Con l’incendio domato, restano ancora accesi due bilici carichi di biciclette elettriche, che i pompieri continuano a raffreddare dall’esterno per evitare l’innesco delle batterie al litio, potenzialmente esplosive. Secondo l’ultimo bilancio dei vigili del fuoco, il 95% del rogo risulta spento, ma le operazioni di bonifica e smassamento potrebbero proseguire ancora per uno o due giorni. Non risultano feriti né intossicati tra il personale amministrativo, di magazzino e gli autisti presenti al momento dello scoppio dell’incendio.

Aperta un’inchiesta, non esclusa l’ipotesi sabotaggio

La Procura di Milano ha aperto un fascicolo per accertare le cause del rogo. Tra le piste al vaglio degli inquirenti, in via del tutto precauzionale, non viene esclusa nemmeno quella di un possibile atto doloso, alla luce di alcuni recenti episodi di sabotaggio avvenuti in Germania e ipoteticamente riconducibili ad azioni di matrice russa contro infrastrutture logistiche europee. Al momento, tuttavia, non ci sono elementi che confermino questa pista rispetto a un semplice incidente.

Le raccomandazioni di Arpa e Comune per la qualità dell’aria

Ancora per la giornata di oggi, Arpa Lombardia e Ats raccomandano ai residenti della zona, nel raggio di 2 chilometri dal deposito, di tenere le finestre chiuse, evitare di sostare all’aperto e, per i bambini, di non giocare nei parchi pubblici o privati né negli spazi esterni di nidi e scuole dell’infanzia.
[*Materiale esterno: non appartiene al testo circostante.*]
Issue #45, opened 2026-05-04
fix: Go codebase_graph_query returns 0 edges — module path resolution not implemented


mrsuit92:
## Summary

Go projects produce 0 dependency edges in `codebase_graph_query` / `codebase_graph_stats`, even though import extraction works correctly. This mirrors the JVM multi-module (#22), C# (#33), and PHP (#43) cases that have already been fixed.

## Root Cause

`src/services/graph-resolution.ts:195-199`:

```ts
case "go": {
  // Go imports are package paths; only track if it looks like a local module
  // (contains the module name or starts with ./)
  return null; // Go resolution requires go.mod analysis
}
```

All Go imports are unconditionally returned as `null`. ast-grep correctly extracts the import path (`graph-imports.ts:214-224`), but resolution is explicitly skipped — so no file-level edges are ever produced for Go.

## Reproduction

Index any Go project (single- or multi-module). Example: 21 Go files in a project with a valid `go.mod`, standard service layout — `codebase_graph_stats` reports 0 dependency edges and every Go file shows 0 connections.

Symbol-level tools (`codebase_impact`, `codebase_flow`, `codebase_symbol`) work correctly because they use a different code path.

## Proposed Solution

1. Parse `go.mod` at graph-build time to learn the module path (e.g. `github.com/user/repo`).
2. For each Go import, strip the module prefix to get the local package path.
3. Map package path → directory containing `*.go` files.
4. Treat imports without the module prefix (and the standard library) as external — same approach as the existing logic for other languages.

This is analogous to `buildJvmSuffixMap` from PR #22: a one-time scan at graph-build time, then O(1) lookups during resolution.

## Workaround

None at the file-graph level. Symbol-level analysis still works.

## Environment

- SocratiCode 1.8.4
- macOS, Docker, Ollama (`nomic-embed-text`)
- Go 1.21+ project, standard layout with `go.mod` at root

PR #84, opened 2026-07-20
fix(graph): resolve Go imports when go.mod is nested in a monorepo (#82)

### LINKED ISSUE #82: [Bug]: Go graph + impact still return 0 edges when go.mod is nested (monorepo) — module-path  resolution only finds root-level go.mod.
### Describe the bug

On SocratiCode 1.8.18 (latest), in a Go project whose go.mod is nested below the indexed root (a monorepo layout), the Go dependency graph and symbol-level Impact Analysis produce no edges and no callers for Go files, even though the imports and call sites clearly exist. Non-Go files in the same index (TypeScript/Vue) resolve correctly, so  the graph builder works in general — it specifically fails to resolve Go when go.mod is not at the indexed project root.

 After indexing such a repo:
 - codebase_graph_stats lists the Go files in the language breakdown, but every .go file appears as an orphan with 0 connections;  the total edge count reflects only the non-Go files.
 - codebase_graph_query <any .go file> → No dependency information found for this file.
 - codebase_impact <Go symbol> → Total impacted files: 0 — No callers found., even for a symbol that is plainly called from other files in the module.

 This is the same class of bug as #45 ("Go codebase_graph_query returns 0 edges — module path resolution not implemented"), which  was fixed for projects with go.mod at the root (commits c156da1 + 8c26ed8). That fix resolves Go imports by parsing the go.mod module path, but it does not appear to locate go.mod when it sits in a subdirectory of the indexed path — so no module path is learned, no Go edges are produced, and cross-package symbol resolution silently fails. Note #45 states that "symbol-level tools use a different code path and work"; in the nested-go.mod case they do not work either, because cross-package call resolution still depends on the module-path map that was never built.

Expected: Go imports resolved via the nearest go.mod (found by searching subdirectories from the indexed root, or by indexing per-module), producing file-graph edges and correct symbol blast-radius — matching the behavior of a single-module repo where go.mod is at the root.

### Steps to reproduce

 1. Create a monorepo whose Go module is nested one level below the root:

 ```
   my-monorepo/                         # <-- this path is passed to codebase_index
   ├── docker-compose.yml
   ├── frontend/                        # any TS/Vue app (graph resolves fine here)
   │   └── src/app.ts
   └── backend/                         # Go module lives here, NOT at the root
       ├── go.mod
       ├── cmd/server/main.go
       ├── internal/middleware/auth.go
       └── internal/service/user.go
 ```

 Minimal file contents:

 backend/go.mod

 ```
   module github.com/example/myapp-backend

   go 1.22
 ```

 backend/internal/middleware/auth.go

 ```go
   package middleware

   // Authorize returns true if the role may perform the action.
   func Authorize(role string) bool {
      return role == "admin"
   }
 ```

 backend/internal/service/user.go

 ```go
   package service

   import "github.com/example/myapp-backend/internal/middleware"

   func CanDeleteUser(role string) bool {
      return middleware.Authorize(role)
   }
 ```

 backend/cmd/server/main.go

 ```go
   package main

   import (
      "github.com/example/myapp-backend/internal/middleware"
      "github.com/example/myapp-backend/internal/service"
   )

   func main() {
      if middleware.Authorize("admin") {
         _ = service.CanDeleteUser("admin")
      }
   }
 ```

 2. Index the monorepo root and wait for the graph:

 ```
   codebase_index   { "projectPath": "/abs/path/to/my-monorepo" }
   codebase_status  { "projectPath": "/abs/path/to/my-monorepo" }   # → green, graph ready
 ```

 3. Observe the broken Go graph:

 ```
   codebase_graph_query { "projectPath": "...", "filePath": "backend/internal/middleware/auth.go" }
 ```

 → No dependency information found for this file.

 ```
   codebase_graph_stats { "projectPath": "..." }
 ```

 → Go files present under Languages, but all listed under "Orphan files"; total edges cover only the frontend.

 ```
   codebase_impact { "projectPath": "...", "target": "Authorize" }
 ```

 → Total impacted files: 0 — No callers found. (incorrect — Authorize is called from cmd/server/main.go and
 internal/service/user.go.)

 4. Contrast — non-Go files in the same index resolve normally, confirming the builder works except for the nested Go module:

 ```
   codebase_graph_query { "projectPath": "...", "filePath": "frontend/src/app.ts" }
 ```

 → returns normal import/dependent edges.

 5. Confirmation that the go.mod location is the cause — index the backend alone, where go.mod is at the indexed root:

 ```
   codebase_index  { "projectPath": "/abs/path/to/my-monorepo/backend" }
   codebase_graph_stats { "projectPath": "/abs/path/to/my-monorepo/backend" }
   codebase_impact { "projectPath": "/abs/path/to/my-monorepo/backend", "target": "Authorize" }
 ```

 → Go edges populate and codebase_impact Authorize returns the real callers — proving the module path resolves correctly when  go.mod is at the root, and fails only when nested below it.

### Expected behavior

it should index Go projects when go.mod is in a nested directory.

### Actual behavior

It does not index Go projects when go.mod is in a nested directory.

### Embedding provider

Ollama (Docker — default)

### Qdrant mode

Managed (Docker — default)

### MCP host

VS Code (GitHub Copilot)

### Operating system

Linux

### Node.js version

v22.23.1

### Relevant log output

```shell

```

### Additional context

_No response_

### Checklist

hirisov:
The Go module resolver read go.mod only from the indexed project root, so any Go project whose go.mod sits in a subdirectory (e.g. <root>/backend/) produced an empty file graph and 0 impact edges.

 Discover every go.mod under the root via an independent, ignore-aware tree walk (go.mod is never in the graphable file set), then attribute each .go file to its deepest owning module and resolve imports against the matching module using a structural prefix check. A single root-level go.mod (#45) keeps resolving exactly as before.

 Refs #82

 Summary

 When a Go project's go.mod lives below the indexed root — the common monorepo layout — the module resolver never found it: it read <projectPath>/go.mod from exactly one location, got back null/empty, and resolved every Go import to null. The result was an empty Go file graph: every .go file an orphan with 0 connections, codebase_graph_query returning "No dependency information found", and codebase_impact reporting 0 callers even for plainly-called symbols. Non-Go files were unaffected, proving the graph builder itself was fine — it specifically failed for Go.

 This generalizes the single root-level read (from #45) to discover every owning go.mod in the tree, so both a root-level module and nested/monorepo modules resolve correctly. Because the symbol-level Impact Analysis path consumes these file-import edges, it recovers automatically — no changes were needed there.

 Changes

 - src/services/graph-resolution.ts
     - buildGoModuleInfo now returns GoModuleInfo[] (one entry per discovered module) instead of GoModuleInfo | null.
     - New findGoModFiles() walks the tree to discover every go.mod, independent of the graphable file set (go.mod has no AST grammar and is never admitted by getGraphableFiles — relying on fileSet silently produced 0 edges for every Go project). It reuses the same createIgnoreFilter / shouldIgnore conventions as getGraphableFiles, with the trailing-slash-for-dirs rule, so go.mod under node_modules/, .git/, or gitignored paths is skipped.
     - Each .go file is attributed to its deepest owning module (by directory depth, not string length — so the root module . never beats a short-named nested module like z).
     - resolveImport's go case picks the matching module by structural prefix (import equals the module path, or is module-path/...), preventing overlapping paths from misrouting — e.g. github.com/x/yother is not swallowed by module github.com/x/y.
     - packageMap keys are now module-relative (a Go import strips the module path down to a module-relative dir); values stay project-relative so no further translation is needed for nested modules.
 - src/services/code-graph.ts — Updated the call site and surrounding comments to reflect the array return type.
 - tests/unit/graph-resolution.test.ts — Added coverage for nested modules, deepest-owner attribution, structural-vs-textual prefix matching, and module-relative package lookup.
 - tests/unit/graph-discovery.test.ts — Added an e2e test that exercises the real file-discovery → graph-build pipeline (where go.mod is absent from the file set) for both root-level and nested layouts, asserting Go edges are produced.

 Type of change

 - [ ] Documentation update

 Testing

 - [x] Unit tests pass (npm run test:unit)
 - [x] Integration tests pass (npm run test:integration) — if applicable
 - [x] TypeScript compiles cleanly (npx tsc --noEmit)

 Added unit tests for: nested-module discovery, deepest-owner attribution (including the root-vs-nested tie-break), structural prefix matching (github.com/x/y vs github.com/x/yother), and module-relative package resolution. Added an e2e test that runs the real pipeline with go.mod absent from the graphable file set for both root-level and monorepo layouts.

 Checklist

 - [ ] I have addressed all CodeRabbit review comments (or marked as resolved with explanation)

 Related issues

 Fixes #82
 Relates to #45 (root-level go.mod support — this PR generalizes that single-read approach and preserves its behaviour)

## Summary by CodeRabbit

* **New Features**
  * Enhanced Go import resolution to support multi-module repositories, including nested `go.mod` discovery and correct module-root vs subpackage mapping.
* **Bug Fixes**
  * Corrected module ownership and import matching using deterministic, depth-based selection and structural (segment) prefix matching.
  * Fixed edge cases for symlinked `go.mod` files and ensured ignored directories (e.g., build folders) can’t override real modules.
* **Tests**
  * Added/updated regression and unit tests covering nested modules, tie-breaking behavior, missing/invalid `go.mod`, and end-to-end graph resolution.
* **Documentation**
  * Refreshed inline documentation for Go module-resolution behavior.

### DIFF
--- a/src/services/code-graph.ts
+++ b/src/services/code-graph.ts
@@ -703,11 +703,14 @@ export async function buildCodeGraph(
   const hasCs = files.some((f) => path.extname(f).toLowerCase() === ".cs");
   const csNamespaceMap = hasCs ? buildCsNamespaceMap(fileSet, resolvedPath) : undefined;
 
-  // Build Go module-resolution info from go.mod (issue #45). Without this,
-  // every Go import resolved to null and Go projects produced an empty
-  // file graph. The info is null when go.mod is missing or unparseable;
-  // the resolver treats null as "no Go resolution available" and behaves
-  // exactly as it did before this PR for those cases.
+  // Build Go module-resolution info from every go.mod in the tree (issue
+  // #45 for a root-level go.mod; issue #82 for nested modules in a
+  // monorepo). Without this, every Go import resolved to null and Go
+  // projects produced an empty file graph. buildGoModuleInfo discovers
+  // go.mod itself (independently of the graphable file set) and returns
+  // one entry per module, or an empty array when none parse; the resolver
+  // treats an empty/undefined result as "no Go resolution available" and
+  // behaves exactly as it did before this feature for those cases.
   const hasGo = files.some((f) => f.endsWith(".go"));
   const goModuleInfo = hasGo ? buildGoModuleInfo(fileSet, resolvedPath) : undefined;
 
--- a/src/services/graph-resolution.ts
+++ b/src/services/graph-resolution.ts
@@ -1,6 +1,6 @@
 // SPDX-License-Identifier: AGPL-3.0-only
 // Copyright (C) 2026 Giancarlo Erra - Altaire Limited
-import { type Dirent, readdirSync, readFileSync } from "node:fs";
+import { type Dirent, readdirSync, readFileSync, statSync } from "node:fs";
 import path from "node:path";
 import { toForwardSlash } from "../constants.js";
 import type { PathAliases } from "./graph-aliases.js";
@@ -300,8 +300,22 @@ function findGoModFiles(projectPath: string): string[] {
       if (shouldIgnore(ig, entry.isDirectory() ? `${relPath}/` : relPath)) continue;
       if (entry.isDirectory()) {
         walk(path.join(dir, entry.name));
-      } else if (entry.isFile() && entry.name === "go.mod") {
-        results.push(relPath);
+      } else if (entry.name === "go.mod") {
+        // readdirSync Dirents do not follow symlinks: a symlinked go.mod
+        // reports isFile()===false, so without this it would be neither
+        // recorded nor followed and a root-level symlinked go.mod would
+        // regress (the old single readFileSync followed the link). statSync
+        // resolves the link so a symlinked go.mod is discovered like a real
+        // one; broken links and non-file targets are skipped.
+        let isFile = entry.isFile();
+        if (!isFile && entry.isSymbolicLink()) {
+          try {
+            isFile = statSync(path.join(dir, entry.name)).isFile();
+          } catch {
+            continue;
+          }
+        }
+        if (isFile) results.push(relPath);
       }
     }
   };
--- a/src/services/graph-resolution.ts
+++ b/src/services/graph-resolution.ts
@@ -1,9 +1,10 @@
 // SPDX-License-Identifier: AGPL-3.0-only
 // Copyright (C) 2026 Giancarlo Erra - Altaire Limited
-import { readFileSync } from "node:fs";
+import { type Dirent, readdirSync, readFileSync } from "node:fs";
 import path from "node:path";
 import { toForwardSlash } from "../constants.js";
 import type { PathAliases } from "./graph-aliases.js";
+import { createIgnoreFilter, shouldIgnore } from "./ignore.js";
 
 // ── Module resolution ────────────────────────────────────────────────────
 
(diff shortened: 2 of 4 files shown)


giancarloerra:
This is good, thanks.

What I ran through the real `getGraphableFiles` -> `buildCodeGraph` pipeline:

- Root-level `go.mod` (the #45 case): `main.go -> pkg/foo.go`. No regression.
- Nested `backend/go.mod` (your original #82 layout): 3 edges, including `backend/internal/service/user.go -> backend/internal/middleware/auth.go`.
- The tie-break case: `z/main.go -> z/svc/bar.go`, so a single-character nested module dir no longer loses to the root module.

In every case the probe printed `go.mod in graphable fileSet? false` while still discovering the module, which is the whole point: the walk is genuinely independent of the file set. `tsc`, `biome`, and the full unit suite (937 tests) are clean, and CI is green.

The e2e test in `graph-discovery.test.ts` that drives the real discovery -> graph-build path is what makes this trustworthy going forward, so thanks for adding it. That was the gap that let the previous attempt through with green units.

Three small things I think is worth fixing:

1. **A symlinked `go.mod` is no longer found (small regression).** `findGoModFiles` gates on `entry.isFile()`, but under `readdirSync({ withFileTypes: true })` a symlink Dirent reports `isFile() === false`, so it is neither recorded nor followed. Repro: make `<root>/go.mod` a symlink to a file outside the tree. On this branch the graph comes back with 0 edges; on `main` the same fixture resolves, because the old `readFileSync` followed symlinks. Accepting `entry.isSymbolicLink()` and confirming with `statSync` should cover it.

2. **The ignore-filter branch has no test.** I stubbed it to a no-op and all 937 tests still passed, yet it is load-bearing: a stray `go.mod` under a default-ignored directory (say `build/`) can win module selection with an empty package map and silently drop every edge under that prefix, which is the same silent-zero-edge class this PR fixes. One more case in the e2e block would lock it in.

3. **Cost on vendored repos (follow-up, not for this PR).** `findGoModFiles` builds its own ignore filter rather than reusing the one `getGraphableFiles` just created, and `createIgnoreFilter` walks the whole tree with a skip list that doesn't include `vendor`. On a plain nested monorepo that is roughly 5% of `buildCodeGraph`, but on a large vendored tree I measured 28% (5.7k dirs) and 37% (26k dirs), about 1.2 to 1.9s. Building the filter once and threading it into both callers would fix it. Happy for this to be a separate issue.

Let me know what you think.

hirisov:
Thanks for the thorough review — really appreciate you running it through the real pipeline, especially catching that the green-unit-but-broken-pipeline gap was what let the first attempt through.

 All three addressed:

 1. Symlinked go.mod — good catch, that's a genuine regression I introduced. Fixed in 7b966e7: findGoModFiles now accepts symlinked go.mod entries and confirms the target via statSync (broken links skipped), so it matches the old follow-the-link behaviour. Added an e2e test that symlinks go.mod to a file outside the tree and asserts the edge resolves.

 2. Ignore-filter branch test — added an e2e case in graph-discovery.test.ts: a stray go.mod under build/ declaring the same module path as the root, so if discovery ever bypassed shouldIgnore it shadows the root module (empty package map) and silently drops every edge — exactly the failure mode you described. I confirmed it's load-bearing the way you did: stubbing shouldIgnore to a no-op fails it with expected false to be true.

 3. Double filter construction / vendor cost — agreed, and happy to keep it out of this PR. 

 tsc, biome, and the full suite are clean (939 unit / 166 integration).

giancarloerra:
@coderabbitai full review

Si consiglia inoltre di non consumare frutta e verdura coltivata sui balconi o negli orti nelle vicinanze del rogo. Le prime analisi della qualità dell’aria effettuate da Arpa non hanno evidenziato valori critici per gli inquinanti monitorabili direttamente sul posto, sebbene siano stati rilevati gli inquinanti tipici della combustione. Nelle prossime ore verrà ritirato il primo filtro del campionatore installato in zona, che sarà inviato al laboratorio di Milano per la ricerca di eventuali sostanze microinquinanti come diossine, furani e Ipa.

L’azienda Brt ha fatto sapere di stare collaborando con vigili del fuoco, autorità giudiziaria, Arpa e Protezione civile per la messa in sicurezza del sito, precisando che all’insorgere delle fiamme sono state immediatamente attivate le procedure interne di sicurezza antincendio. Sul posto è intervenuto anche l’assessore comunale alla Protezione civile Marco Granelli: “Abbiamo avvisato chi abita in zona di stare in casa, tenere le finestre chiuse e non far andare il condizionatore, e in base alle misurazioni dell’Arpa vedremo se ci saranno altre indicazioni”.